_INPUT_

PR #663, opened 2025-11-18
build: Unify flags

jschwe:
Refactor cc_flags() to return Vec<String>, so that we can also add dynamic flags here.
This makes it easier to keep the flags in sync across bindings and compilation


jschwe:
Superceded

PR #666, opened 2025-11-18
Fix OHOS define

jschwe:
Extracted from #583. 

`target_is_ohos` was not working as expected. This presumably originated in a seemingly [harmless suggestion](https://github.com/servo/mozjs/pull/491#discussion_r1703960490),
but surprisingly the expected return type / values for these functions is `True | None`, and not `True | False` (The other functions like `target_is_xx` don't return anything explicitly if the `if` does not match, which results in a `None` implicitly I guess). Returning `False` does not give the expected result. I noticed this while working on #583 - normally logs are still visible in servo, since we setup a thread that redirects output from stdout / stderr to the logging system on ohos (except in production mode). 

Fixing the ohos define also revealed some issues with the patches:

- In the current version of SM, `LogLevel` defined in `hilog/log.h` collides with a `LogLevel` in the `js` namespace. Some of the header files we included hilog in, have this collision, and are also used from C files, so we can't just namespace the import (without the patch getting quite ugly).To avoid these issues we just copy the function declaration, and use raw integers instead of the enum in the function signature.

### DIFF
--- a/.github/workflows/build.yml
+++ b/.github/workflows/build.yml
@@ -227,6 +227,7 @@ jobs:
     strategy:
       matrix:
         target: ["aarch64-unknown-linux-ohos", "x86_64-unknown-linux-ohos"]
+        features: [ "", "--features debugmozjs"]
     steps:
       - uses: actions/checkout@v4
       - name: Setup OpenHarmony SDK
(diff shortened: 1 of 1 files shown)


jdm (approved):

jschwe:
Todo: add ci configuration for ohos with debugmozjs

jschwe:
This PR did change a bit since the initial review, so it might make sense to be reviewed again. I'm not super happy with inlining the function declaration in every file it is used, but I don't think it would make the patching easier, if I wrapped the logging in a new header file.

_ACTIVITY_
Reproduce the entries above in full, so that each one reads exactly as before.

_RESULT OF THIS TASK_
PR #663, opened 2025-11-18
build: Unify flags

jschwe:
Refactor cc_flags() to return Vec<String>, so that we can also add dynamic flags here.
This makes it easier to keep the flags in sync across bindings and compilation


jschwe:
Superceded

PR #666, opened 2025-11-18
Fix OHOS define

jschwe:
Extracted from #583. 

`target_is_ohos` was not working as expected. This presumably originated in a seemingly [harmless suggestion](https://github.com/servo/mozjs/pull/491#discussion_r1703960490),
but surprisingly the expected return type / values for these functions is `True | None`, and not `True | False` (The other functions like `target_is_xx` don't return anything explicitly if the `if` does not match, which results in a `None` implicitly I guess). Returning `False` does not give the expected result. I noticed this while working on #583 - normally logs are still visible in servo, since we setup a thread that redirects output from stdout / stderr to the logging system on ohos (except in production mode). 

Fixing the ohos define also revealed some issues with the patches:

- In the current version of SM, `LogLevel` defined in `hilog/log.h` collides with a `LogLevel` in the `js` namespace. Some of the header files we included hilog in, have this collision, and are also used from C files, so we can't just namespace the import (without the patch getting quite ugly).To avoid these issues we just copy the function declaration, and use raw integers instead of the enum in the function signature.

### DIFF
--- a/.github/workflows/build.yml
+++ b/.github/workflows/build.yml
@@ -227,6 +227,7 @@ jobs:
     strategy:
       matrix:
         target: ["aarch64-unknown-linux-ohos", "x86_64-unknown-linux-ohos"]
+        features: [ "", "--features debugmozjs"]
     steps:
       - uses: actions/checkout@v4
       - name: Setup OpenHarmony SDK
(diff shortened: 1 of 1 files shown)


jdm (approved):

jschwe:
Todo: add ci configuration for ohos with debugmozjs

jschwe:
This PR did change a bit since the initial review, so it might make sense to be reviewed again. I'm not super happy with inlining the function declaration in every file it is used, but I don't think it would make the patching easier, if I wrapped the logging in a new header file.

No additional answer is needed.